Karena anggota Satgas menolak dan tetap berada di lokasi sesuai surat perintah tugas, jumlah massa semakin bertambah dan situasi memanas hingga berujung pada aksi pembongkaran dan pengrusakan.
Fasilitas yang dirusak antara lain lima baliho, satu portal, tiga plang akrilik timbul, 3.000 bibit tanaman, satu tenda pleton TNI AD, satu tenda biru, serta sejumlah dokumen dan perlengkapan pos.
Aksi tersebut tidak hanya terjadi di Poskotis Kenayang, tetapi juga berlanjut ke Pos 2 Kenayang yang berada tidak jauh dari lokasi pertama.
Massa kembali melakukan pengrusakan terhadap portal, plang, dan gapura selamat datang, kemudian mengangkut beberapa barang menggunakan truk. Total kerugian sementara ditaksir mencapai sekitar Rp190 juta.
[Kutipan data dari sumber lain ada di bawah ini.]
PR #548, opened 2026-08-31
feat(browser): native context menu in webview guests

basmilius:
Right-clicking inside a browser or web node did nothing at all. This adds a native context menu to
`<webview>` guests.

Nothing here was ever deliberately disabled. Electron ships no context menu for web content
(Chromium's own is a Chrome-browser feature), so the menu simply was never built.

## What it does

One `context-menu` listener in the existing `web-contents-created` guest-hardening block, with the
template built by the pure, unit-tested `main/webview-context-menu.ts`.

| Section | Shown when |
| --- | --- |
| Spelling suggestions (max 5) | there is a misspelled word under the cursor |
| Open Link in New Browser Node, Copy Link Address | the link is http(s) |
| Copy Image, Copy Image Address | `mediaType === 'image'` and it has contents |
| Undo/Redo/Cut/Copy/Paste/Delete/Select All | the field is editable, each enabled from `editFlags` |
| Copy | there is a selection outside an editable field |
| Back, Forward, Reload, Inspect Element | always |

The menu is popped with `menu.popup({ frame: params.frame })`. Electron drops the OS-level menu
items (autofill, writing tools, services) unless it is given the invoking frame, so passing it is
what keeps them available on an input field. **Do not drop the `frame` argument to simplify the
call**, or those items silently disappear again.

The editing block uses Electron roles rather than explicit `webContents.cut()` calls, so the items
carry the OS's own localized labels and accelerators. Enablement comes from `editFlags`, because a
role does not disable itself.

Links go through the same `IPC.browserNewWindow` path as `setWindowOpenHandler` (a new browser
node, never a real popup) and are http(s) only for the same reason. Inspect Element uses Electron's
default `inspectElement`; making that window behave properly on macOS is a follow-up.

## Surfaces

- **Desktop:** the feature.
- **Server Edition:** N/A by construction. There is no `<webview>` in a browser, so there is
  nothing to degrade.
- **Mobile companion:** N/A. No browser nodes.

## Testing

11 unit tests plus `npm run typecheck`. They cover role ordering, `editFlags` disabling, separator
tidying, non-http links refused (`javascript:`, `file:`, `data:`), the image rows, and the
suggestion cap.

Verified by hand on macOS: the OS-level items appear on an input field, links open as new browser
nodes, and copy/paste works in a guest page.

## Note on the diff

`src/main/index.ts` gains only additions here; no existing line is touched.


eneskirca:
Nice find on the root cause — "Electron ships no context menu for web content, so this was never built rather than deliberately disabled" is the right framing, and keeping the template in a pure, Electron-free module so it can be unit-tested under vitest is exactly the seam this repo wants.

I checked the placement in `index.ts`: the listener is added *after* the `if (contents.getType() !== 'webview') return` guard at L1114, so it is genuinely webview-only and cannot appear over the app's own renderer where the canvas has its own context menu. Good.

Points worth a look:

**1. Re-validate the link scheme at the handler, not only in the template.** `openLinkInNode` is handed `ctx.linkURL` by a closure the template built, and the only `isHttpUrl` check is at template-build time. The `setWindowOpenHandler` right above it re-checks inline (`/^https?:\/\//i.test(url)`) before calling `sendToMain`, which is the house rule this repo states explicitly for the permission-mode flag: re-validate at the point of use, because the type is compile-time only. Since `params.linkURL` is attacker-controlled page content and the destination is a node whose `<webview src>` is set from it, I would mirror the existing check inside the handler. It costs one line and makes the guarantee local to the dangerous call.

**2. `Inspect Element` is unconditional.** It opens devtools on an arbitrary remote page inside the app's guest session. That is normal browser behaviour and user-initiated, so I do not think it is a defect — but the repo hardens these guests fairly aggressively (`nodeintegration` off, `will-navigate` allowlist, popups denied), so it is worth stating that this is a considered exception rather than an oversight. If you would rather not ship it to every user, gating it on `!app.isPackaged` or on an existing debug setting would keep the rest of the menu intact.

**3. `params.frame` and the AppKit submenus.** The comment says passing `frame` is what turns on AutoFill / Writing Tools / Services, and the fallback when `frame` is null is documented. Both are the kind of thing that silently regresses under a "simplify the call" refactor — the "**Do not drop the `frame` argument**" line in the description is worth moving into the code comment at the `popup(...)` call itself, since that is where someone will be tempted.

**4. `tidy` is a second copy of `tidySeparators`.** The reason given (the renderer may not import `src/main`) is correct, but the direction the repo prefers for a duplicated rule is one definition in `src/core` consumed by both shells — `src/main` and `src/renderer` may both import `@shared`. A four-line helper is a small thing to drift, but it is the exact category CLAUDE.md warns about. Not blocking; a `@shared/menu-separators` would settle it permanently.

**5. Surfaces.** "Server Edition: N/A by construction, no `<webview>` in a browser" is right. Worth noting that the same is true of the *renderer's* browser node in the bridge, so nothing degrades — the description already says this, I am just confirming I checked rather than took it.

Test coverage is good and covers the interesting refusals (non-http schemes, no-image, no-source-URL, suggestion cap, separator tidying). The role-based editing block with `editFlags` enablement is the right call over explicit `webContents.cut()` calls.

Nothing here blocks merge in my view except possibly (1), which I would fix regardless.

Asep menegaskan, bahwa tindakan pengrusakan terhadap fasilitas Balai TNTN, khususnya yang berada di kawasan konservasi, merupakan pelanggaran hukum yang harus diproses secara tegas.
“Semua tindakan main hakim sendiri tidak dapat dibenarkan. Penegakan hukum dilakukan profesional, objektif, dan transparan. Setiap orang yang terlibat akan dimintai pertanggungjawaban,” ujarnya.
Dalam kasus ini, penyidik menerapkan Pasal 170 KUHP junto Pasal 406 KUHP terkait kekerasan bersama-sama di muka umum dan pengrusakan. Penyidik juga mendalami motif, pola massa, serta seluruh rekaman dan bukti yang beredar di media sosial.
“Perkembangan penanganan perkara akan disampaikan lebih lanjut oleh penyidik Ditreskrimum Polda Riau,” pungkasnya.